「新羅が…すごく大事で…失いたくなくて…言い訳にしかならないけど、ごめんなさい。」
不思議と涙が出なかった。
こんなときに限って…
「どうして…!!どうして、私にクマのストラップくれたんですか?本当は手放したくなかったんでしょ?」
新羅の言う通りだった。
本当はあのクマのストラップは、私の宝物にしたかった。
自分に嘘をついて、新羅にも嘘をついた。
私は自分をかばうような言葉すら出てこなかった。
誰が聞いても、私が間違っていた。
「ごめん!!新羅・・・私、先生よりも新羅が大事だったから!だから、新羅を応援したかった。
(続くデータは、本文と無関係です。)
PR #5, opened 2024-09-17
Load Model Checkpoints with Arbitrary Output Dimensions

ramppdev:
This adds support for pretraining and subsequent finetuning on different datasets where the number of classes / the output dimension of the model differs.

If the output dimensions of the last layer found in the checkpoint and the current model differ, the weights of the last linear layer are skipped. This also applies to the optimizer state.
If both datasets (and therefore the state dict and model) share the same output dimension, `skip_last_layer: True` skips the last linear layer explicitly.

Previously, we supported a `pretrained` attribute in the  model, optimizer, and scheduler configurations.
These attributes are now all moved to the model configuration, as they should be grouped together, and are specified as follows:
- `model_checkpoint`: The path to the model checkpoint file.
  If the output dimensions between the checkpoint and the model configuration do not match,
  the checkpoint will be loaded without the last linear layer.
- `optimizer_checkpoint`: The path to the optimizer checkpoint file.
  If the output dimensions between the checkpoint and the model configuration do not match,
  the checkpoint will be loaded without the last linear layer, similar to the model checkpoint.
  If no model checkpoint is provided, :attr:`skip_last_layer` is automatically set to ``True``.
- `scheduler_checkpoint`: The path to the scheduler checkpoint file.

Also updated the docs explaining the usage of the new attributes (the old `pretrained` attribute was not mentioned) and added a simple integration test to cover loading all 3 checkpoints.

### DIFF
--- a/autrainer/training/utils.py
+++ b/autrainer/training/utils.py
@@ -1,0 +1,17 @@
+from typing import Dict, Optional
+
+
+def format_results(
+    results: Dict[str, float],
+    results_type: str,
+    training_type: str,
+    iteration: Optional[int] = None,
+) -> str:
+    s = f"{results_type} results"
+    s += f" at {training_type} {iteration}" if iteration else ""
+    s += ":\n"
+    max_key_len = max([len(k) for k in results.keys()])
+    s += "\n".join(
+        [f"{(k+':').ljust(max_key_len+1)} {v:.4f}" for k, v in results.items()]
+    )
+    return s
--- a/autrainer/training/utils.py
+++ b/autrainer/training/utils.py
@@ -1,4 +1,7 @@
+import os
 from typing import Dict, Optional
+
+import torch
 
 
 def format_results(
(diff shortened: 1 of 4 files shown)


autrainer/training/utils.py
```diff
@@ -0,0 +1,100 @@
...
+
+    Returns:
+        True if the last linear layer was skipped, otherwise False.
+    """
+    last_linear_layer = None
+    for name, layer in model.named_modules():
+        if isinstance(layer, torch.nn.Linear):
+            last_linear_layer = name
+
+    if last_linear_layer is None:
```
millinma, line 47: I don't think we should raise an error if there is no linear layer? Could be a fully convolutinal NN with a final pooling layer and sigmoid for binary classification for instance that should be a viable option to load too?

docs/source/modules/models.rst
```diff
@@ -23,6 +23,19 @@ To avoid race conditions when using :ref:`hydra_launcher_plugins` that may run m
...
 
+To optionally use model, optimizer, or scheduler checkpoints, the following attributes can be set in any model configuration file:
+
+* :attr:`model_checkpoint`: The path to the model checkpoint file.
+  If the output dimensions between the checkpoint and the model configuration do not match,
+  the checkpoint will be loaded without the last linear layer.
+* :attr:`optimizer_checkpoint`: The path to the optimizer checkpoint file.
+  If the output dimensions between the checkpoint and the model configuration do not match,
+  the checkpoint will be loaded without the last linear layer, similar to the model checkpoint.
+  If no model checkpoint is provided, :attr:`skip_last_layer` is automatically set to ``True``.
```
millinma, line 34: I'm wondering if default should be false, in case it's more of a continued training, maybe this is an equally likely use case as the change of dataset?

millinma (changes requested):

autrainer/training/utils.py
ramppdev: Good point. In that case loading would fail. Instead of throwing an error we could wrap `model.load_state_dict` in a try catch block and fail if we are unable to load the features.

…でも、なかなかすぐには気持ちが切り替えられなくて。」
何を言っても言い訳がましくて嫌だった。
新羅は何も言わなかった。
何もそれ以上聞かなかった。
長い沈黙の後に言った。
「私だって、優先輩の方が大事なのに… どうしてそれがわからないんですか?ちゃんと話して欲しかった。」
そのまま新羅は、大きな足音を立てながら走っていった。
私は
大事なことに気付いていなかった。
自分が新羅を思うように、新羅だって私を思ってくれていた。
だからこそ、ちゃんと話していたら何かが変わっていた。
新羅は
『私、諦めます!先輩の応援しますね』
そういう子だった。
過ぎてしまった時間は戻らない。
してしまったことも消すことはできない。
でも、もう一度私と新羅の間にあった絆を取り戻せるなら…
私は、今度こそちゃんと向き合うよ。